__WHAT THE TASK ASKS__. Note every line in the entries that contains the string "toml", and copy it.

(Beginning of LISTED ENTRIES)

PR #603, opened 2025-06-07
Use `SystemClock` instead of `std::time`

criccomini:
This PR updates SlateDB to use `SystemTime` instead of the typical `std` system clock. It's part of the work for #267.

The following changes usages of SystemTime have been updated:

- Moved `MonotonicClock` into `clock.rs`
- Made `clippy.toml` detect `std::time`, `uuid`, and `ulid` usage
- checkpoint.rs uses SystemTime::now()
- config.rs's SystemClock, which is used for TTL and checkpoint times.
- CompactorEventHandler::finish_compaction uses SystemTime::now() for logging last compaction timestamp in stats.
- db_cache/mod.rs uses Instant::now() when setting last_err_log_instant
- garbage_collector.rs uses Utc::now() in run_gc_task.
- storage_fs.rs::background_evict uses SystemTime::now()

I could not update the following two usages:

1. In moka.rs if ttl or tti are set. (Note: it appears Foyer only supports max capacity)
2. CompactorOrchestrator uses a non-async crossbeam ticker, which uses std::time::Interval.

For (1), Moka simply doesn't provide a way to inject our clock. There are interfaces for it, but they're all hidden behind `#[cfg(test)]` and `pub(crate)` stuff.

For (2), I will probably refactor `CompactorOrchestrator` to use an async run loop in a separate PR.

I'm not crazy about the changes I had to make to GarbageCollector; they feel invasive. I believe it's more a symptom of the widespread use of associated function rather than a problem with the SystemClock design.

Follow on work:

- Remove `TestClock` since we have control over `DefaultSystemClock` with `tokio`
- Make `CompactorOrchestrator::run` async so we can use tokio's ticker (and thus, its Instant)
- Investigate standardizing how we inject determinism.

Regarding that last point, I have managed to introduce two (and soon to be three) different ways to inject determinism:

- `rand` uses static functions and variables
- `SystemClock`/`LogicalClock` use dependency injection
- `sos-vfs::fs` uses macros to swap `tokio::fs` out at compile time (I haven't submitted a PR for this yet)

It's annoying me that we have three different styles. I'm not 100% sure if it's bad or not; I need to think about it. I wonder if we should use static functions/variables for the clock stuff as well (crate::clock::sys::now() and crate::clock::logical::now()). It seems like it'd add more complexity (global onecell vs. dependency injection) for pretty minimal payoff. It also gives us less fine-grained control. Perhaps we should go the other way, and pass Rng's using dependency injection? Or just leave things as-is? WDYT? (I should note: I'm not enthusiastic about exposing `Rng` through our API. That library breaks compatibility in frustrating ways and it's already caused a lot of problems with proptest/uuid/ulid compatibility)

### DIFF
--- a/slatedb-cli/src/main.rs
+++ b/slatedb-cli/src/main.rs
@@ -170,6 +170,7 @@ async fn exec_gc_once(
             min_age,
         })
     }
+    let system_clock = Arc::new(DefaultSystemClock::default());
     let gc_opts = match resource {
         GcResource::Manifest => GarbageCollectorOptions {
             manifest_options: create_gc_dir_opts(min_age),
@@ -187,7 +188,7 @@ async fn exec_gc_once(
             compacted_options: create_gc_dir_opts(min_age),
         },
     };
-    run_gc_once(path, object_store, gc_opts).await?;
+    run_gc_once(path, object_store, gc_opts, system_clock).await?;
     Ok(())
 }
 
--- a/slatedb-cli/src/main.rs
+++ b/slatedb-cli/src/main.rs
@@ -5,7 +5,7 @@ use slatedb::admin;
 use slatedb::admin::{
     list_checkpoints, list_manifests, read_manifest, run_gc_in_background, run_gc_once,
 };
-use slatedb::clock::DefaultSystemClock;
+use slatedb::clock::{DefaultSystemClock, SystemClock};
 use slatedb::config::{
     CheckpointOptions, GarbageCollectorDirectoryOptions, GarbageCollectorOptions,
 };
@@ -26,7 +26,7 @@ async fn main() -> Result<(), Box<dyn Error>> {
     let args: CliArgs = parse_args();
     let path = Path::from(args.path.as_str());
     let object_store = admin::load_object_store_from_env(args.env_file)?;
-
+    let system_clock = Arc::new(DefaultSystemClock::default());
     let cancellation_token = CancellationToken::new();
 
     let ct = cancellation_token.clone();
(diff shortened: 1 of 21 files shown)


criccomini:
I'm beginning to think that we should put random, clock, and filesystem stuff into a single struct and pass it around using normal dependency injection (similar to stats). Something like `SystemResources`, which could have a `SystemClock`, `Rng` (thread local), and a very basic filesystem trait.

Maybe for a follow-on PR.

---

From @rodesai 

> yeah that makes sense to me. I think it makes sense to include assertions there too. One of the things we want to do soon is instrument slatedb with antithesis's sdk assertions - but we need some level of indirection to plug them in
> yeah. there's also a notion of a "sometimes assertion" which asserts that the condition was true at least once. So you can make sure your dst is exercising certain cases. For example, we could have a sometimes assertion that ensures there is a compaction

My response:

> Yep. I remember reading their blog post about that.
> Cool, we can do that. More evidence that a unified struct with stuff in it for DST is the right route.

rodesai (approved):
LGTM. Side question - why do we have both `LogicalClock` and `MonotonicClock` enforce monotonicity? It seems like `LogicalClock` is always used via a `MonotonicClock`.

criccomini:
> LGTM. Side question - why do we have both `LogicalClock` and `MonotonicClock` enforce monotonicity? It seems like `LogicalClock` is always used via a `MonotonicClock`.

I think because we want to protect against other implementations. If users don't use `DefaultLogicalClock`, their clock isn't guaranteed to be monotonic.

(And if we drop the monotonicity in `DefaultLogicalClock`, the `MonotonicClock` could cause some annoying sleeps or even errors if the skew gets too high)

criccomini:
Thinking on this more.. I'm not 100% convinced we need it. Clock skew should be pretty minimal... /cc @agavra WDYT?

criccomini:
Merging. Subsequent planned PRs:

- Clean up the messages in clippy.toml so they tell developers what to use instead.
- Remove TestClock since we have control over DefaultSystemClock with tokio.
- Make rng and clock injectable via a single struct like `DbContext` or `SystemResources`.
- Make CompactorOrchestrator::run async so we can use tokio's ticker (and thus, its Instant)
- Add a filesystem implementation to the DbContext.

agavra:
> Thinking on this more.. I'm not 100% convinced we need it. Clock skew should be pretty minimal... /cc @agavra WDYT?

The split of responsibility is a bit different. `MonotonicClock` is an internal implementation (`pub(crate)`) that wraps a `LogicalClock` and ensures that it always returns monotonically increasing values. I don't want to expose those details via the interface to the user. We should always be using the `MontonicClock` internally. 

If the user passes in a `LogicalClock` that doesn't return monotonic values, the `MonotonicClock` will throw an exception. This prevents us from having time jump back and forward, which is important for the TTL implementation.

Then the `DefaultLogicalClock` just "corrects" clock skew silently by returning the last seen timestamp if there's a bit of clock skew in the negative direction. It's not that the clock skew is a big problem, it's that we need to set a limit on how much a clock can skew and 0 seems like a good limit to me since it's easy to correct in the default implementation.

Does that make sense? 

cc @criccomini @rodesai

(End of LISTED ENTRIES)
(Beginning of LISTED ENTRIES)

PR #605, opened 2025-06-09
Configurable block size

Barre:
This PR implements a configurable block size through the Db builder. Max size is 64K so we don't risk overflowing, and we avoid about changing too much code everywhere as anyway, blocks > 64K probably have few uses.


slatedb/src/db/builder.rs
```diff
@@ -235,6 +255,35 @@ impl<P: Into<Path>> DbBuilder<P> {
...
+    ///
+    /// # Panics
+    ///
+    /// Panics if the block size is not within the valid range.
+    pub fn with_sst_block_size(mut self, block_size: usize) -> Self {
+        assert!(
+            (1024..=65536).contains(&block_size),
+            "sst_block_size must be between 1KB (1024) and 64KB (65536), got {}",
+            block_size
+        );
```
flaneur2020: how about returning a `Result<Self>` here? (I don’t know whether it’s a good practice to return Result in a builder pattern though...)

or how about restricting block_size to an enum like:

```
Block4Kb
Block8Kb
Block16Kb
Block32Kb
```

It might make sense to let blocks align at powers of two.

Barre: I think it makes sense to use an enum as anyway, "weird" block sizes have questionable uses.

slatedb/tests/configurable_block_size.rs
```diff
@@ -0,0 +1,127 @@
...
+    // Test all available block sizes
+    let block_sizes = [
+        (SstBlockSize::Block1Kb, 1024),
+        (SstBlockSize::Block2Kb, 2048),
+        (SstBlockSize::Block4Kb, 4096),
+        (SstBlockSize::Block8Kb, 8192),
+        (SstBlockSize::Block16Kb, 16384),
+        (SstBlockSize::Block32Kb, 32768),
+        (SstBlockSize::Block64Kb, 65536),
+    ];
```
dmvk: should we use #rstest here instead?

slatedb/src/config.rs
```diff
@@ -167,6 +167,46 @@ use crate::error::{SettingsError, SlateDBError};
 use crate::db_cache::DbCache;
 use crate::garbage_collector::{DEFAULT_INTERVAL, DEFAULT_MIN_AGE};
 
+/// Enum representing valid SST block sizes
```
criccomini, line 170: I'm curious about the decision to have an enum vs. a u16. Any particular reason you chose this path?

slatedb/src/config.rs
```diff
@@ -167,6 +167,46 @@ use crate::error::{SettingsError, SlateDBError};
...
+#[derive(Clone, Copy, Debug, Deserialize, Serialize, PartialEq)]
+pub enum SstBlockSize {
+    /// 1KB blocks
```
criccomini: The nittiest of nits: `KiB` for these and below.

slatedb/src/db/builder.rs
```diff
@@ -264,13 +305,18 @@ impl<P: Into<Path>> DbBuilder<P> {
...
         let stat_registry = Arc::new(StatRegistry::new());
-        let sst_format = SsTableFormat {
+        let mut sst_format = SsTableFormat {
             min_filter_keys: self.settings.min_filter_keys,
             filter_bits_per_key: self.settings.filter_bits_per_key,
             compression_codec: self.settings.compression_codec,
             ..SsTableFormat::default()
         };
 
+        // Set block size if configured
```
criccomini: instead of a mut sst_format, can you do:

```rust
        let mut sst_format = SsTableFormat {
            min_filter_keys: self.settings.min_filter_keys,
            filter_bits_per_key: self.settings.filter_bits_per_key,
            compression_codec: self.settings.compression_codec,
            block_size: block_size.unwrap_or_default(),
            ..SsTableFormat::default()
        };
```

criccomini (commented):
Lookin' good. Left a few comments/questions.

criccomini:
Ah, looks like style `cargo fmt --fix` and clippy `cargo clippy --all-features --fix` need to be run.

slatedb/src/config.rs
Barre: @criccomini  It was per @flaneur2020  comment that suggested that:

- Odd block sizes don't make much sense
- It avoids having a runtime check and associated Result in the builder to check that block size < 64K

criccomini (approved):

(End of LISTED ENTRIES)
(Beginning of LISTED ENTRIES)

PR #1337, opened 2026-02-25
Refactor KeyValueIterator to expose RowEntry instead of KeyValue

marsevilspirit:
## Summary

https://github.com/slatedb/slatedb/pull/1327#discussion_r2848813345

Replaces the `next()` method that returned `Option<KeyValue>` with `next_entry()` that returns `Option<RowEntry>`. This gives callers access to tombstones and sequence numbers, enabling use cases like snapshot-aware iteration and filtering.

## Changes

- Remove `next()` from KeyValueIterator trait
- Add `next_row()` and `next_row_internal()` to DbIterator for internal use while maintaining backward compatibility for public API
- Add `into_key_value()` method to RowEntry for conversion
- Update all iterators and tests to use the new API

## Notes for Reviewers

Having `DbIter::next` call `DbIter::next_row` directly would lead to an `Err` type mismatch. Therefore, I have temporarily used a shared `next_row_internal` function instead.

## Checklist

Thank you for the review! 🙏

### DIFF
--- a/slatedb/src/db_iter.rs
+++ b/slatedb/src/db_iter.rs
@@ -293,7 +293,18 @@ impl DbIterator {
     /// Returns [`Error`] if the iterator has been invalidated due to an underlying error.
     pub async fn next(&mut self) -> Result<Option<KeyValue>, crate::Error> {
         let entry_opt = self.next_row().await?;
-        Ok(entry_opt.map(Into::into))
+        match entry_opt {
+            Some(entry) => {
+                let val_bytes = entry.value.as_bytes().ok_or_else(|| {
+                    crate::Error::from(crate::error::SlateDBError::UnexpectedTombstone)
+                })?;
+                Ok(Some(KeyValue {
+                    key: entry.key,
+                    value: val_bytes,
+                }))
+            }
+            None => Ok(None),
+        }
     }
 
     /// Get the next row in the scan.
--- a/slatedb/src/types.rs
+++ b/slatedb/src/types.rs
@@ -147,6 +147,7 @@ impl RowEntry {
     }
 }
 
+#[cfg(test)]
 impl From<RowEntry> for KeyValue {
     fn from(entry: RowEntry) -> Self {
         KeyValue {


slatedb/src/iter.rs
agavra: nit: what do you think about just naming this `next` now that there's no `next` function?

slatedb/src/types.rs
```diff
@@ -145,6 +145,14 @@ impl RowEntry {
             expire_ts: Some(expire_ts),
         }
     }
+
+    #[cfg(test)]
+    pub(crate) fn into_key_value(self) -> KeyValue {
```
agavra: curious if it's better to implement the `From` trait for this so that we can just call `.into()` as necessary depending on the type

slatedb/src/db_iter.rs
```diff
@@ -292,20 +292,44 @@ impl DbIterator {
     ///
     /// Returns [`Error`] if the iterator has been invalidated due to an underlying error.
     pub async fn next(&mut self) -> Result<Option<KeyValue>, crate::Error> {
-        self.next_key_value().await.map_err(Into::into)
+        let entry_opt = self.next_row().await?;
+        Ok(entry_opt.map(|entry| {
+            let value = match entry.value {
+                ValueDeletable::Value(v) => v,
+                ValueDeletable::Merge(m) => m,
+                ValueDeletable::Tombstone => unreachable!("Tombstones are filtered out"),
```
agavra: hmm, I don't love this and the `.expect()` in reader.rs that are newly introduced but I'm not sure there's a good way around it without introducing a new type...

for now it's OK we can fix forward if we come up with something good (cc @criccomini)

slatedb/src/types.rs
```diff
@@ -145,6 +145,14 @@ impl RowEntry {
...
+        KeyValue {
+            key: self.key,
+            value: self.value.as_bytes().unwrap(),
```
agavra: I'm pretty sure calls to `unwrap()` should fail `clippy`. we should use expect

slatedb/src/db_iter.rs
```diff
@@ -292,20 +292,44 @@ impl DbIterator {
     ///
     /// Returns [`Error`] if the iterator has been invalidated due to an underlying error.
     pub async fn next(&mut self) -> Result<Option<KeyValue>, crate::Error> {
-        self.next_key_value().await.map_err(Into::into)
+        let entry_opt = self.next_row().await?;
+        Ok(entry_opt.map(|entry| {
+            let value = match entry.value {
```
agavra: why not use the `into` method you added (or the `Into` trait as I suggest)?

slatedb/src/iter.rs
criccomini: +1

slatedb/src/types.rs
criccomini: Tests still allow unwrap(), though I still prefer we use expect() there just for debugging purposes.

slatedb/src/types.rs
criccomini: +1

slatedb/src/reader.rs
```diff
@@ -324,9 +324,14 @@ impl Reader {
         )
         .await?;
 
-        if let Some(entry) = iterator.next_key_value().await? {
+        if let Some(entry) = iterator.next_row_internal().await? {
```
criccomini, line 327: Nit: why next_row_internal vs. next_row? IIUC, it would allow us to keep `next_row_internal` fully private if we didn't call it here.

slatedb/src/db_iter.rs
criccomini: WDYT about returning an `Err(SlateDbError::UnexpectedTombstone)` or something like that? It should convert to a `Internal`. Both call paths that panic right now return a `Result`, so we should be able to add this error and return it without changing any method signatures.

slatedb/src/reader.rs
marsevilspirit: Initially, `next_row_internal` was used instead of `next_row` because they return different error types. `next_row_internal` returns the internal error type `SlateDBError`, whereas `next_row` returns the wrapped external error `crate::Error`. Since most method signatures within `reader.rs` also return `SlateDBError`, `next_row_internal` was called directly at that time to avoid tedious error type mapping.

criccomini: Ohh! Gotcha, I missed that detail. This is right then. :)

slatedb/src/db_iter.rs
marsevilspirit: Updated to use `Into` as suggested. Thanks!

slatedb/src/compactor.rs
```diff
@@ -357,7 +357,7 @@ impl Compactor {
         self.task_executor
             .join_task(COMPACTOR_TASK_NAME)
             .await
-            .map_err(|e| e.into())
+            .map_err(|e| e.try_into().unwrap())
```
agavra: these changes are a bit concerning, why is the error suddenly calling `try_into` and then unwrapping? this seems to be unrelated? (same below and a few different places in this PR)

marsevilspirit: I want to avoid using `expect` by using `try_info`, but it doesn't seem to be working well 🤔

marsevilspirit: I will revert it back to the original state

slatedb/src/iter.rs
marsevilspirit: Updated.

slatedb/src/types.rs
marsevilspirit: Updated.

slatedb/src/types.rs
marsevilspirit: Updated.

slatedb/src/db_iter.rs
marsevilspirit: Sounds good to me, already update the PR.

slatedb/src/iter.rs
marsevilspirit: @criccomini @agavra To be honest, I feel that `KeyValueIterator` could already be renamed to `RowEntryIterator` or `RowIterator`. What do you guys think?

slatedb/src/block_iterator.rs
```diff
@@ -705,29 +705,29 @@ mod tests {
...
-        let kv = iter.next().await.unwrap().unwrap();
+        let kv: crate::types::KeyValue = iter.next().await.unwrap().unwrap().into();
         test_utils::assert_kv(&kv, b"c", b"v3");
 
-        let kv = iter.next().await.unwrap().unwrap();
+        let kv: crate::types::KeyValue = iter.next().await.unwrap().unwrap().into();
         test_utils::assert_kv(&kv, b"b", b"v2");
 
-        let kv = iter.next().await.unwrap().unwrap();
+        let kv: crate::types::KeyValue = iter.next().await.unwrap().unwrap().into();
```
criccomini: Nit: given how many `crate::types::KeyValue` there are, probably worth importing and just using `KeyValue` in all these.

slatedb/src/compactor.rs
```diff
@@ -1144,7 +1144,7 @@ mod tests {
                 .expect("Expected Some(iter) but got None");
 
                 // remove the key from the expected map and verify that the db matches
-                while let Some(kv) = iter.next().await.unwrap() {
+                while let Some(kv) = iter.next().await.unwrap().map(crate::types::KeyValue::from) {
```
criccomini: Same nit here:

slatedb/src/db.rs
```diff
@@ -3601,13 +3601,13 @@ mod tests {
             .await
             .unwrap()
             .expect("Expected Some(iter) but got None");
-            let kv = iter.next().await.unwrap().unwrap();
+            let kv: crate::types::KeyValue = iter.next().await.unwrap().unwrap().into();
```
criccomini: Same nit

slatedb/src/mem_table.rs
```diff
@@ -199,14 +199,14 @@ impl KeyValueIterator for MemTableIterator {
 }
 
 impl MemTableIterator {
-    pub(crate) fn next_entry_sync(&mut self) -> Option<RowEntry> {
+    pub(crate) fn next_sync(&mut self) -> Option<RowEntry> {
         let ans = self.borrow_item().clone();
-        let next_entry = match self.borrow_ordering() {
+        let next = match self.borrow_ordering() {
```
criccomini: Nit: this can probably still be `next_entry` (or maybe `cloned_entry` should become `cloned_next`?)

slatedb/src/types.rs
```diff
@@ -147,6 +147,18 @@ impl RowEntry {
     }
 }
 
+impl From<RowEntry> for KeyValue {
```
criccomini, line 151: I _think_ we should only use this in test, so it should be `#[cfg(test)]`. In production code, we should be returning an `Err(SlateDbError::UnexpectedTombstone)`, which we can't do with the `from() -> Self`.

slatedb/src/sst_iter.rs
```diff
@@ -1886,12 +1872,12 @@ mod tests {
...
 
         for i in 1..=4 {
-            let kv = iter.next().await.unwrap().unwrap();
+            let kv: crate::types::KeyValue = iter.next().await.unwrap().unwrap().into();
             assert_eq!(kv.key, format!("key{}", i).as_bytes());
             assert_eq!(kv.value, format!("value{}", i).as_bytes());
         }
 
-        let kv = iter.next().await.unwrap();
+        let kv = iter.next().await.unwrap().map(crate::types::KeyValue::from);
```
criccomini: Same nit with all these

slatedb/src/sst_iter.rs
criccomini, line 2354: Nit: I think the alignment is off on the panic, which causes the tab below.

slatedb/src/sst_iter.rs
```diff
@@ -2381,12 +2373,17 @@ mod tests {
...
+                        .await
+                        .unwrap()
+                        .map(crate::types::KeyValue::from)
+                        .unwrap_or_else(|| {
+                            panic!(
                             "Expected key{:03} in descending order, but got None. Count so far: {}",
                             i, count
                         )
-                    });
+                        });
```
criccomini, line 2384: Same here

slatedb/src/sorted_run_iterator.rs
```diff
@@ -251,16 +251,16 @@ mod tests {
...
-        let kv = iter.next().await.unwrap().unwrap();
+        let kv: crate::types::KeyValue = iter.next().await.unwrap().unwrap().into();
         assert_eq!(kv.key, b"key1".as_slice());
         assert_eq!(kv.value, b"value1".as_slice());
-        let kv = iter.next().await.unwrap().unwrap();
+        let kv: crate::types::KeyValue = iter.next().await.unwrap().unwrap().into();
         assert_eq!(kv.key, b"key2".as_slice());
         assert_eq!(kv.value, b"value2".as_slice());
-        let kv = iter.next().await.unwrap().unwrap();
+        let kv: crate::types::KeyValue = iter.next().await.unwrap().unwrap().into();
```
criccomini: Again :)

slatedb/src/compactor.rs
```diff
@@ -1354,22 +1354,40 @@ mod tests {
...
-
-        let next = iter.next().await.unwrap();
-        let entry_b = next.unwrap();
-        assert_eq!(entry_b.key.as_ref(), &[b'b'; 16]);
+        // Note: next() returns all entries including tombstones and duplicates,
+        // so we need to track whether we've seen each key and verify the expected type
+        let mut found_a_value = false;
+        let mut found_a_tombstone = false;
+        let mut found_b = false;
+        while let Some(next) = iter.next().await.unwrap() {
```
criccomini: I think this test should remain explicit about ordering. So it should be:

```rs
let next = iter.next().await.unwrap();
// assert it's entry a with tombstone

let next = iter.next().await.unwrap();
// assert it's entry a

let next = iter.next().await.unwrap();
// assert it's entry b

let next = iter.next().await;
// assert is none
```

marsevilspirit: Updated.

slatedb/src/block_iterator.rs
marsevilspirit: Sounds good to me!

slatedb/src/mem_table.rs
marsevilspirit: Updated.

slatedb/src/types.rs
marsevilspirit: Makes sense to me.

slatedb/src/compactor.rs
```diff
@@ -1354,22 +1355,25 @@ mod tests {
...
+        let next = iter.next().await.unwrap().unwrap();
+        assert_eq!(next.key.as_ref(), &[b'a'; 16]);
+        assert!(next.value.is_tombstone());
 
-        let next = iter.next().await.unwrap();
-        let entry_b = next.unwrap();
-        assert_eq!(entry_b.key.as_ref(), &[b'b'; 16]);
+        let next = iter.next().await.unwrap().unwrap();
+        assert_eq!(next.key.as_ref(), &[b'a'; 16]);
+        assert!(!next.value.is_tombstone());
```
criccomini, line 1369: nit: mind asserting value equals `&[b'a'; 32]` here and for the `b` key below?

(End of LISTED ENTRIES)

__ANSWER FOR THE TASK__.
- Made `clippy.toml` detect `std::time`, `uuid`, and `ulid` usage
- Clean up the messages in clippy.toml so they tell developers what to use instead.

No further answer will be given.